Fortunately the building was never abandoned—it later became the headquarters of the Harry Guckert Company—so that it was in good structural shape when it was converted to loft apartments about two years ago, as we read in this article at Next Pittsburgh. The building is now on the National Register of Historic Places. According to a draft of the nomination, the architect was August C. Wildmanns.
Built in 1906, this was the main building of Presbyterian Hospital until it moved to vastly larger facilities in Oakland in the 1930s. The building was later part of Providence Hospital, and now is used for offices.
Arch Street, which is now included in the Mexican War Streets despite not bearing the name of a battle or a general, is a typical North Side combination of dense rowhouses, small apartment buildings, and backstreet stores. Here are just a few sights within one block of the street.
An exceptionally elaborate Queen Anne house whose owner has used bright but well-chosen colors to emphasize the wealth of detail on the front.
Two modest houses from before the Civil War; the brick house at left is dated 1842.

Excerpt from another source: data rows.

PR #440, opened 2023-12-06
refactor(project): drop ProjectValidationError

tigarmo:
Drop rockcraft's ProjectValidationError in favour of craft-application's
CraftValidationError. This lets us remove a bunch of duplicated code
related to formatting the errors and aligns us more closely with
upstream.

### DIFF
--- a/tests/unit/test_project.py
+++ b/tests/unit/test_project.py
@@ -24,13 +24,14 @@ from typing import Any
 import pydantic
 import pytest
 import yaml
+from craft_application.errors import CraftValidationError
 from craft_application.models import BuildInfo
 from craft_parts import Features
 from craft_providers.bases import BaseName
 
-from rockcraft.errors import ProjectLoadError, ProjectValidationError
-from rockcraft.models import Project, load_project
-from rockcraft.models.project import INVALID_NAME_MESSAGE, Platform
+from rockcraft.errors import ProjectLoadError
+from rockcraft.models import Project
+from rockcraft.models.project import INVALID_NAME_MESSAGE, Platform, load_project
 from rockcraft.pebble import Service
 
 _ARCH_MAPPING = {"x86": "amd64", "x64": "amd64"}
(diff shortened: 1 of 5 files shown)


tests/unit/test_project.py
```diff
@@ -426,33 +439,33 @@ def test_project_name_invalid(yaml_loaded_data, invalid_name):
...
     yaml_loaded_data["parts"]["foo"]["invalid"] = True
 
-    with pytest.raises(ProjectValidationError) as err:
-        Project.unmarshal(yaml_loaded_data)
+    with pytest.raises(CraftValidationError) as err:
+        load_project_yaml(yaml_loaded_data)
     assert str(err.value) == (
         "Bad rockcraft.yaml content:\n"
-        "- extra field 'invalid' not permitted in 'parts.foo' configuration"
+        "- extra field invalid not permitted in parts.foo configuration"
```
tigarmo, line 468: One issue that we should improve in craft-application is here: the original message (from rockcraft's version for `format_pydantic_errors()`) had single quotes around the yaml fields (`invalid` and `parts.foo`), which are now gone. I think they improve the clarity of the message

syu-w (approved):

tests/unit/test_project.py
```diff
@@ -140,7 +153,7 @@ def test_unmarshal_no_repositories(yaml_loaded_data):
 
     project = Project.unmarshal(yaml_loaded_data)
 
-    assert project.package_repositories == []
+    assert project.package_repositories is None
```
lengau, line 156: Do we care about the specific value, or would `assert not project.package_repositories` be sufficient?

tests/unit/test_project.py
lengau: Good point! https://github.com/canonical/craft-application/pull/157

lengau (approved):
This looks great! Always nice to see a PR with net removal of code

tests/unit/test_project.py
tigarmo: eh I guess I don't have a personal preference here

A small apartment building with a well-balanced classical front.
Some fine woodwork surrounds a front door.
The colorful dormer steals the show, but enlarge the picture to appreciate the terra-cotta grotesques on the cornice.
This little building looks as though it dates from the 1920s. Although it is quite different in style from its neighbors, it fits harmoniously by sharing the same setback and similar height.
A backstreet grocery that is currently functioning as a backstreet grocery—an unusual phenomenon in city neighborhoods these days. The apartment building above it has some interesting and attractive brickwork.
This section of North Charles Street has had at least four names. It began as Union Avenue; then it took on the name of Taggart Street, the continuation of the street to the south; then, when Allegheny was absorbed by Pittsburgh, Charles Street, the continuation of the street to the north and east, was renamed Taggart Street, to distinguish it from Charles Street on the Hill, which itself was soon renamed Elmore Street; and then for some reason the whole street was renamed Charles Street North, which has gradually turned into North Charles Street.
At any rate, under all its names, this used to be the central street of a narrow neighborhood in the valley or ravine leading up to Perry Hilltop. Whole streets crowded with little frame houses have disappeared, leaving occasional isolated survivors. This substantial brick building may go back as far as the 1870s, though if so it has been heavily altered; or it may have replaced another brick building of similar dimensions. Either way, it is an interesting building to look at, so we need no more excuse for publishing its picture.